The systematic destruction of businesses also begs the question—as it does with HBOS Reading—as to whether there are suitable safeguards within the insolvency profession to act as a check for poor and, indeed, criminal behaviour. It is time that the Government, FCA and Parliament step up to the plate to ensure that businesses get fair treatment and access to affordable justice. This has been a matter left too long to drift in the regulatory and legislative wilderness, and the consequences have been catastrophic not only to individual lives, but to confidence in our entire financial system. As we enter a period of uncertainty over Brexit we must do everything in our powers to support our SMEs—the life blood of our economy.
“This latest information appears to show the scale of the truly shocking abuse of commercial power by a mainstream lender” said APPG co-chair Lord Cromwell ” The parliamentary group seeks to bring together the financial institutions and their customers in a balanced way to support a major industry and those it enables through its services to grow and create prosperity” he added. “It is now well beyond time that the relevant S166 reports are published in full – there is proven need for a far more determined and proactive approach to resolving and preventing such appalling behaviour, and we will be approaching the FCA and Government to discuss how this can be achieved.”
The APPG is calling for the following:
–The Promontory S166 report—along with the initial letter of instruction and scope of engagement— needs to be published as a matter of urgency.

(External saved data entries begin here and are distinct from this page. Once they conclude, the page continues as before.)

PR #731, opened 2021-04-12
Add `dequeue_visibility_timeout` and `max_inflight` parameters to azure queue storage input

mfamador:
Hi!

I've been using this input as a "parent" of another custom input.
This custom input sometimes takes longer than the default 30s dequeue visibility timeout used to hide the messages from other consumers while being processed, which makes the message show up in the queue again before the first iteration acknowledges it. I've added the parameter `dequeue_visibility_timeout` to allow us to increase this timeout, keeping the 30s default as previously.

It was also added the `max_inflight` parameter to set the maximum number of unprocessed messages to fetch at a given time.

Cheers,
Marco

### DIFF
--- a/lib/input/azure_queue_storage_config.go
+++ b/lib/input/azure_queue_storage_config.go
@@ -51,6 +51,8 @@ Only one authentication method is required, ` + "`storage_connection_string`" + 
 			docs.FieldCommon(
 				"queue_name", "The name of the target Storage queue.",
 			),
+			docs.FieldAdvanced("dequeue_visibility_timeout", "The timeout duration until a dequeued message gets visible again, 30s by default"),
+			docs.FieldAdvanced("max_inflight", "The maximum number of unprocessed messages to fetch at a given time."),
 		},
 		Categories: []Category{
 			CategoryServices,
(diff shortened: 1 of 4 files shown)


lib/input/azure_queue_storage_config.go
```diff
@@ -64,15 +66,20 @@ Only one authentication method is required, ` + "`storage_connection_string`" +
...
-	StorageSASToken         string `json:"storage_sas_token" yaml:"storage_sas_token"`
-	StorageConnectionString string `json:"storage_connection_string" yaml:"storage_connection_string"`
-	QueueName               string `json:"queue_name" yaml:"queue_name"`
+	StorageAccount           string `json:"storage_account" yaml:"storage_account"`
+	StorageAccessKey         string `json:"storage_access_key" yaml:"storage_access_key"`
+	StorageSASToken          string `json:"storage_sas_token" yaml:"storage_sas_token"`
+	StorageConnectionString  string `json:"storage_connection_string" yaml:"storage_connection_string"`
+	QueueName                string `json:"queue_name" yaml:"queue_name"`
+	DequeueVisibilityTimeout string `json:"dequeue_visibility_timeout" yaml:"dequeue_visibility_timeout"`
+	MaxInFlight              int32  `json:"max_inflight" yaml:"max_inflight"`
```
Jeffail, line 75: Minor nit pick: this should be `max_in_flight` in order to match similar fields elsewhere.

mfamador: Ok, sorry, I've looked at the `nats`, it has it like this, I'll change it in 1 min

Jeffail:
Thanks @mfamador, looks good, left one minor comment to rename the field to `max_in_flight`.

lib/input/azure_queue_storage_config.go
mfamador: It's fixed. Thanks, @Jeffail

Jeffail:
Don't worry about the test, looks like a flaky one.

PR #738, opened 2021-04-15
Adds support to aws_dynamodb output for deleting items

cludden:
**What**
this PR adds support for deleting items to the `aws_dynamodb` output via a new `delete_mapping` bloblang mapping config field.

**Why**
For standard change-data-capture use cases, where there is a desire to sync data (including deletion markers) to DynamoDB.

@Jeffail, curious to hear your thoughts on this approach..

### DIFF
--- a/config/aws_dynamodb.yaml
+++ b/config/aws_dynamodb.yaml
@@ -25,6 +25,7 @@ output:
     ttl: ""
     ttl_key: ""
     max_in_flight: 1
+    delete_mapping: ""
     batching:
       count: 0
       byte_size: 0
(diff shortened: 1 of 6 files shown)


Jeffail:
Hey @cludden, I'd eventually like to deprecate the `string_columns` and `json_map_columns` fields and replace them with a bloblang mapping, similar to how to the new `mongodb` output works. Maybe we can use this as a starting point where your new `delete_mapping` field becomes the key map itself, so you could configure something like:

```yaml
output:
  aws_dynamodb:
    table: foobar
    delete_mapping: |
      root.id = this.document.id
      root.key = meta("kafka_key")
    max_in_flight: 10
```

Then eventually we'd add a field `put_mapping` with similar behaviour:

```yaml
output:
  aws_dynamodb:
    table: foobar
    put_mapping: |
      root.id = this.document.id
      root.key = meta("kafka_key")
      root.name = this.user.name
      root.topic = meta("kafka_topic")
    max_in_flight: 10
```

Also it's now been brought to my attention that the mongodb output fields have a `_map` suffix, but we have `mapping` fields elsewhere so maybe that should change. It's experimental so if there's stuff we learn with this output then we can update mongodb to follow it.

cludden:
closing in favor of #753

PR #741, opened 2021-04-18
Gocritic more extras

mihaitodor:
Here are the final bits of changes that I think are worth making as advised by gocritic. Sorry Yoda! 😢 

- `unnamedResult` is intended to capture [these rules](https://github.com/golang/go/wiki/codereviewcomments#named-result-parameters) from the official guidelines, however, I'm not sure how they came up with [the idea](https://github.com/go-critic/go-critic/blob/f599c814bd8d49e04e1ba5d1ced26782127e42f5/checkers/unnamedResult_checker.go#L55-L56) that the last type needs to be either `error` or `bool` to allow unnamed parameter returns. I might try to raise an issue upstream.
- `builtinShadow` is a bit over the top, I think, but will let you decide.
- `typeUnparen` made me wonder why `docs.SanitiseComponentConfig` requires that `map[string]interface{}` cast. I read a bit through the code, but it's hard to tell what the right design should be there.

### DIFF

As a taxpayer-owned institution, RBS must be open to public scrutiny, and the statements from the FCA and RBS made in November 2016 must be scrutinised alongside this report.
–An independent system for compensation must be set up to deal with the thousands of businesses that have been affected by the wholesale asset stripping of small businesses by the state owned lender. An in-house compensation process that allows an institution to be judge, jury and executioner is not acceptable, and does not have the relevant authority or confidence.
–Derek Sach and Chris Sullivan categorically told the TSC in 27 separate statements that GRG was not a profit centre. This has proven to be incorrect, and they, along with Ross McEwan, must be called back in front of the TSC in light of all the new evidence that has come out to account for the treatment of businesses in the wake of the financial crisis.